Work instructions
Transcribe exactly the lines that fall between the one holding "But this code" and the one holding "I'll clean up the code.", inclusive, from the entries below.

[Stored items]
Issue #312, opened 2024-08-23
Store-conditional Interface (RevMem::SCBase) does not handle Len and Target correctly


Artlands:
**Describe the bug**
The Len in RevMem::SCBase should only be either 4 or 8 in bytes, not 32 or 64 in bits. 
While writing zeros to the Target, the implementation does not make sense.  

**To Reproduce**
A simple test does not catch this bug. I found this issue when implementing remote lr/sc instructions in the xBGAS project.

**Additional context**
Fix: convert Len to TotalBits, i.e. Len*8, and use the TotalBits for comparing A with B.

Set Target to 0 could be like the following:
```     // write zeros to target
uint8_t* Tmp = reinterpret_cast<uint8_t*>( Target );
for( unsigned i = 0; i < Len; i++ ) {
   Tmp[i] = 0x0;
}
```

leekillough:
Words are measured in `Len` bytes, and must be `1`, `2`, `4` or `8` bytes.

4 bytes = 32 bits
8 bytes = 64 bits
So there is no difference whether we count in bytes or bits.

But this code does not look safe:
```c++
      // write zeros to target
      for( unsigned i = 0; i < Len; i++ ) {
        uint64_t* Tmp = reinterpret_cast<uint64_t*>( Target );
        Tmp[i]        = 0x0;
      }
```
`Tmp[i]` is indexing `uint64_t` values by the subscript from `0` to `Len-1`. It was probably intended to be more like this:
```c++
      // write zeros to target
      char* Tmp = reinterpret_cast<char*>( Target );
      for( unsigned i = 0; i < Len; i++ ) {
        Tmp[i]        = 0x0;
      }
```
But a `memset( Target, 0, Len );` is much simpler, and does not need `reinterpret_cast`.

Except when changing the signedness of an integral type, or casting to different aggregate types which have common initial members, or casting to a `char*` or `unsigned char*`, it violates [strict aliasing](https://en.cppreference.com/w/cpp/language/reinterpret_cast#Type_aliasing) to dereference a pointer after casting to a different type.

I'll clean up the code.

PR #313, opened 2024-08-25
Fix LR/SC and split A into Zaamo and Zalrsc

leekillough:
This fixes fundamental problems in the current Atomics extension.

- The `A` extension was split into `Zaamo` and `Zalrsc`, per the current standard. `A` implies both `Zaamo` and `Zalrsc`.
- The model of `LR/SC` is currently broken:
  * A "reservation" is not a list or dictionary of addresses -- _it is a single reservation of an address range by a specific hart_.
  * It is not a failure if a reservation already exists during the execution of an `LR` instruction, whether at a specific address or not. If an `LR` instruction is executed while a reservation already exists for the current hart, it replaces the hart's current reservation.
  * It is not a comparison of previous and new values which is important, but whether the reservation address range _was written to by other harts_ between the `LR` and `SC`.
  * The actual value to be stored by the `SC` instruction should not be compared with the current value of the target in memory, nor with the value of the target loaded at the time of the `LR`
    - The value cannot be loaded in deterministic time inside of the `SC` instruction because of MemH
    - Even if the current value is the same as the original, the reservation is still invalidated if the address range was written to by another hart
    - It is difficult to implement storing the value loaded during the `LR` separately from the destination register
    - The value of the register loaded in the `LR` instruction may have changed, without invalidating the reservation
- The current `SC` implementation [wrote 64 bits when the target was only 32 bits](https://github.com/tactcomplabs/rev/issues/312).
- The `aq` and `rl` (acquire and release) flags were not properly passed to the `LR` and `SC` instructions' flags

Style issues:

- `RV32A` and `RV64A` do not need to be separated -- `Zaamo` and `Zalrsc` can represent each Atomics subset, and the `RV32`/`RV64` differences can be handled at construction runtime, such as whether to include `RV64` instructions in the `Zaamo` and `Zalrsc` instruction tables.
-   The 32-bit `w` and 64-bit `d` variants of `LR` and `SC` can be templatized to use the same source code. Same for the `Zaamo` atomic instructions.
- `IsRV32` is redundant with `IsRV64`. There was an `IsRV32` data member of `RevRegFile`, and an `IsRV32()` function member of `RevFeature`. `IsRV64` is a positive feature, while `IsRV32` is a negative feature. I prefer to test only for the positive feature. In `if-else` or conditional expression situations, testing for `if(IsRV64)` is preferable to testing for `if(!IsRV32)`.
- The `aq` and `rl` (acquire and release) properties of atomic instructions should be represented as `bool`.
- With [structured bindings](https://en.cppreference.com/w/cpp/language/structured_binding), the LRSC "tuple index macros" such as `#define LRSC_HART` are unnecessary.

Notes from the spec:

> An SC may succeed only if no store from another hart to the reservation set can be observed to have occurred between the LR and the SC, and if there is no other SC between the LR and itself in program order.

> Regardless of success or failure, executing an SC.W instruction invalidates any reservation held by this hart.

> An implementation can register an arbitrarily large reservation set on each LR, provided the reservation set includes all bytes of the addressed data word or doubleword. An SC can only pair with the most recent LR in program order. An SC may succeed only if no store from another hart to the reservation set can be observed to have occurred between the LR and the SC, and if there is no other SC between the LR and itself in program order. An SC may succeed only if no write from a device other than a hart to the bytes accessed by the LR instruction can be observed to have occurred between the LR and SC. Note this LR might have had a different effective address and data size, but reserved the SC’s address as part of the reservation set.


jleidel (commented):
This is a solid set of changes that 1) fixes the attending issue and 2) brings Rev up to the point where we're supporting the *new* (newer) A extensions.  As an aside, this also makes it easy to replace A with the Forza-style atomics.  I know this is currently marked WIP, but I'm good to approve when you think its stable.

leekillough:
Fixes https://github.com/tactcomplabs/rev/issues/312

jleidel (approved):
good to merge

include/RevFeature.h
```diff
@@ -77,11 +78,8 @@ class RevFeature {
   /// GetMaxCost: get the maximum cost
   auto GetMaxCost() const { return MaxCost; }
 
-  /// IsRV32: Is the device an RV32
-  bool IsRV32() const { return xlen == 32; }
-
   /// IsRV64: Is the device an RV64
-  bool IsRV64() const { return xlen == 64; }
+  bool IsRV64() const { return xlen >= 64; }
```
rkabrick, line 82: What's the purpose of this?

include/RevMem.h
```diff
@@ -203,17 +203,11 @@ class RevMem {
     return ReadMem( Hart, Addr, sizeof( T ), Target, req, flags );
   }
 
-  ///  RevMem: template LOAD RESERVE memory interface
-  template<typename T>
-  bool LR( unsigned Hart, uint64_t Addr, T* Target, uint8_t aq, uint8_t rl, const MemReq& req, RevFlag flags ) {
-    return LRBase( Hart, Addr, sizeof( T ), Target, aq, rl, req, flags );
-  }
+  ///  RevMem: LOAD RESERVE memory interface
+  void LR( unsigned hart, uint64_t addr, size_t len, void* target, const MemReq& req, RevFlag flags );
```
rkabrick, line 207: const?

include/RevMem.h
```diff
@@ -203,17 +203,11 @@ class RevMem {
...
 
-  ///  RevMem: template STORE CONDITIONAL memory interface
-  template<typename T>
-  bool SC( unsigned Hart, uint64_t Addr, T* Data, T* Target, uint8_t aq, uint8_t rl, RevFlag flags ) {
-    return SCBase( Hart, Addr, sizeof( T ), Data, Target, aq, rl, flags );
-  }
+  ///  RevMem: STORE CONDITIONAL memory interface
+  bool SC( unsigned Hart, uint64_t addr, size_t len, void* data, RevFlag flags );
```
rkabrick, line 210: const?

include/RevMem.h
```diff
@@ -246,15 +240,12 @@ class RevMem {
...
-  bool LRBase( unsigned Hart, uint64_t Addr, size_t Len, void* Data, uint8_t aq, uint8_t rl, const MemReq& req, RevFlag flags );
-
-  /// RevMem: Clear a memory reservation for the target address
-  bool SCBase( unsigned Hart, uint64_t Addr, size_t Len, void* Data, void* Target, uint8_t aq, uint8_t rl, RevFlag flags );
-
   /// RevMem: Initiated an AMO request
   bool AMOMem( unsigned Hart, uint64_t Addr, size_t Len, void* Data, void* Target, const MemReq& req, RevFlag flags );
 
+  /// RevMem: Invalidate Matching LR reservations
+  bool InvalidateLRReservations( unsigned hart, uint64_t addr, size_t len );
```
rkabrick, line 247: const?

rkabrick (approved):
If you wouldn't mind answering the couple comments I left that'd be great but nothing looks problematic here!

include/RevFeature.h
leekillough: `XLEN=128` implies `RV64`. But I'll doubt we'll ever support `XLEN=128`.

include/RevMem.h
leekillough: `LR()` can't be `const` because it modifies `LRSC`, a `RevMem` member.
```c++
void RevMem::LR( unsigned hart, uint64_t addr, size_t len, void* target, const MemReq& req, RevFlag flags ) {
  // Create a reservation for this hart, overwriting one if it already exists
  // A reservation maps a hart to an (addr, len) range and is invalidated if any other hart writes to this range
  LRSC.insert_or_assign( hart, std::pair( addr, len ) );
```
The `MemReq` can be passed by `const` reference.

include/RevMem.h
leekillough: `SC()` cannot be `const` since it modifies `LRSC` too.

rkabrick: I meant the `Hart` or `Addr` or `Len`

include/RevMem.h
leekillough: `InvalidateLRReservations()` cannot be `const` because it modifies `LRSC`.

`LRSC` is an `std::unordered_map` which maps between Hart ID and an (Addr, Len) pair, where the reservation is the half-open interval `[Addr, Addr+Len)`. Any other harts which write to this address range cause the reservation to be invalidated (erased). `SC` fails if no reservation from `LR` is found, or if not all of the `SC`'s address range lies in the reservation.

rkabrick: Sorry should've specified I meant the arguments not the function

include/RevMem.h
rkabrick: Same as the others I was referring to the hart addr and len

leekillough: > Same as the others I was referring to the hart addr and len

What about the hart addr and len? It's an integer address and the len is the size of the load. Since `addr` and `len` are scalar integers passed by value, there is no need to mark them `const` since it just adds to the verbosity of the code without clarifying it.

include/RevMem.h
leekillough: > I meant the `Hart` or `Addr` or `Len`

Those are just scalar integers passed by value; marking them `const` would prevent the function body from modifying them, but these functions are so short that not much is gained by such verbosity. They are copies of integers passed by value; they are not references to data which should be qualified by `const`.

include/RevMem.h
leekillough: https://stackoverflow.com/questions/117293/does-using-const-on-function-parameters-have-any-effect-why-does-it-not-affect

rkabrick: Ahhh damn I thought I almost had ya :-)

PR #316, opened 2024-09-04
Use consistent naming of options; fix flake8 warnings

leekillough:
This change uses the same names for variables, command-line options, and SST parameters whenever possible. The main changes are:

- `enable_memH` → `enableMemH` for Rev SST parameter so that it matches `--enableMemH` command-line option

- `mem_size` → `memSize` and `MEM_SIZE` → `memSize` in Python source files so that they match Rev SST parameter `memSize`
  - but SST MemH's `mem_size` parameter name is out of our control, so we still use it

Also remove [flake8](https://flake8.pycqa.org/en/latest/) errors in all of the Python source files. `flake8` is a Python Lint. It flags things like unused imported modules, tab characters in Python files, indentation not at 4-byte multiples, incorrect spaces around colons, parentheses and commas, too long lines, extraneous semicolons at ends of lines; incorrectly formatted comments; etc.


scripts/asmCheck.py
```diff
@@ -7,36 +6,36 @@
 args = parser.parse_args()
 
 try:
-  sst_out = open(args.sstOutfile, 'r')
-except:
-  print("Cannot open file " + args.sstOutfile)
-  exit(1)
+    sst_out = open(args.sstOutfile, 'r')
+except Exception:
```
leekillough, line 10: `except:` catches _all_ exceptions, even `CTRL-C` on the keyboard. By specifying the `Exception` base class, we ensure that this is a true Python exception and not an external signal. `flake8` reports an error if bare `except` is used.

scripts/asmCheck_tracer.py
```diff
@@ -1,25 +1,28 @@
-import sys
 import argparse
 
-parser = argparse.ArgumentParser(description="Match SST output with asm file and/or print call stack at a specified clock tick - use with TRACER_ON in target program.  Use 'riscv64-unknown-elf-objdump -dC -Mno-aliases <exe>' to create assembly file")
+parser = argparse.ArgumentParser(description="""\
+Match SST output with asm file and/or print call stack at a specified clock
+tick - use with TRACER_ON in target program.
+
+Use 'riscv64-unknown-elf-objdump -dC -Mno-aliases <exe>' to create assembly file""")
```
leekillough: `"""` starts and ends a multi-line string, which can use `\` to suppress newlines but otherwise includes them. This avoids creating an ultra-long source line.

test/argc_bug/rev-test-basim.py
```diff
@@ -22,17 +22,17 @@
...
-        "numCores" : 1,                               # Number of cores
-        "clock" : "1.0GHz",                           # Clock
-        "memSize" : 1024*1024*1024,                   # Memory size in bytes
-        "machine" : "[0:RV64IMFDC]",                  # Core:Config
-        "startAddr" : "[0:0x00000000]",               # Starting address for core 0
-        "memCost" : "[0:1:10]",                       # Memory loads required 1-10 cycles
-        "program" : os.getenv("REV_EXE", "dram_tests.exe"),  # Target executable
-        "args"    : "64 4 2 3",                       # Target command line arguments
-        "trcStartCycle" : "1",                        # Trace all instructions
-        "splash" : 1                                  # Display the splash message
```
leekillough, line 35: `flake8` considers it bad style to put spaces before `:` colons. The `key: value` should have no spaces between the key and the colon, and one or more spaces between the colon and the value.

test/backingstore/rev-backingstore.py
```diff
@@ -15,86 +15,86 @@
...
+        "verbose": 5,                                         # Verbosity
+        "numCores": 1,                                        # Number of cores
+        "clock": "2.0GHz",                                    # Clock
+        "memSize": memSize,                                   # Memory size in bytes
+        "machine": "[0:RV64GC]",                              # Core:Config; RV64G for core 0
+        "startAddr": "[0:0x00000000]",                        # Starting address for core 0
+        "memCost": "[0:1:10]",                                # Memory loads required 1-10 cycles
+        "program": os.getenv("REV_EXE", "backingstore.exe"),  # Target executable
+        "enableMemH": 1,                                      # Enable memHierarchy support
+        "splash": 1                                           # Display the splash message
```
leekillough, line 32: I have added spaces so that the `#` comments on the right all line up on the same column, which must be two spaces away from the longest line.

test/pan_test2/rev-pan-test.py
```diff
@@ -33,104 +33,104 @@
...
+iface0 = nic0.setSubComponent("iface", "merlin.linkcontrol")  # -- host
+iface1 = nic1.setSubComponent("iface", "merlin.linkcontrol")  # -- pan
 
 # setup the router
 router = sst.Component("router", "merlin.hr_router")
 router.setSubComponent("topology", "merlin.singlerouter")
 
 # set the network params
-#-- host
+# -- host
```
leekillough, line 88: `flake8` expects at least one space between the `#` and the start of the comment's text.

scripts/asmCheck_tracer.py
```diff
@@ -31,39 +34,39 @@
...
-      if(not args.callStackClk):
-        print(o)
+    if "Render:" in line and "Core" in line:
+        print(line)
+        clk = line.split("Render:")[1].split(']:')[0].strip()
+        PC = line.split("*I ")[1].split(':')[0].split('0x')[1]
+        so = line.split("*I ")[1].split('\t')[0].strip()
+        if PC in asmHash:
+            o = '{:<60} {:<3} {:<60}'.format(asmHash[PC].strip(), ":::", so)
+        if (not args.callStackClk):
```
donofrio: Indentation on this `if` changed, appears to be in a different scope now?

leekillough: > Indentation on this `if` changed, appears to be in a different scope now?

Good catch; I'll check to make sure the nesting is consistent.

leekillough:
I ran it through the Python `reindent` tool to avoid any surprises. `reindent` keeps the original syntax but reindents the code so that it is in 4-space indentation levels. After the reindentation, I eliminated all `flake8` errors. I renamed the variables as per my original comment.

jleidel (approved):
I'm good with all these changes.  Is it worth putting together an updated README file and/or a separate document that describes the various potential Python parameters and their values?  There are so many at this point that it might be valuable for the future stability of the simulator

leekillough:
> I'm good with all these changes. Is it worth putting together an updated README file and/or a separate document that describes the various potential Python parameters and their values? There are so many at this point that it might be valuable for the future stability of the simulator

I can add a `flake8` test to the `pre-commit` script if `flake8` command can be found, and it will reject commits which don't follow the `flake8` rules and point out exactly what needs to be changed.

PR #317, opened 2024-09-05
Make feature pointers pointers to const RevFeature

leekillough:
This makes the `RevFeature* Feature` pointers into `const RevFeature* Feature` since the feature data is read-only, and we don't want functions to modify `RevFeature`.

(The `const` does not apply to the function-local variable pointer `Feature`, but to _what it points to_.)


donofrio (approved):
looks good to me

Result of the exercise
But this code does not look safe:
```c++
      // write zeros to target
      for( unsigned i = 0; i < Len; i++ ) {
        uint64_t* Tmp = reinterpret_cast<uint64_t*>( Target );
        Tmp[i]        = 0x0;
      }
```
`Tmp[i]` is indexing `uint64_t` values by the subscript from `0` to `Len-1`. It was probably intended to be more like this:
```c++
      // write zeros to target
      char* Tmp = reinterpret_cast<char*>( Target );
      for( unsigned i = 0; i < Len; i++ ) {
        Tmp[i]        = 0x0;
      }
```
But a `memset( Target, 0, Len );` is much simpler, and does not need `reinterpret_cast`.

Except when changing the signedness of an integral type, or casting to different aggregate types which have common initial members, or casting to a `char*` or `unsigned char*`, it violates [strict aliasing](https://en.cppreference.com/w/cpp/language/reinterpret_cast#Type_aliasing) to dereference a pointer after casting to a different type.

I'll clean up the code.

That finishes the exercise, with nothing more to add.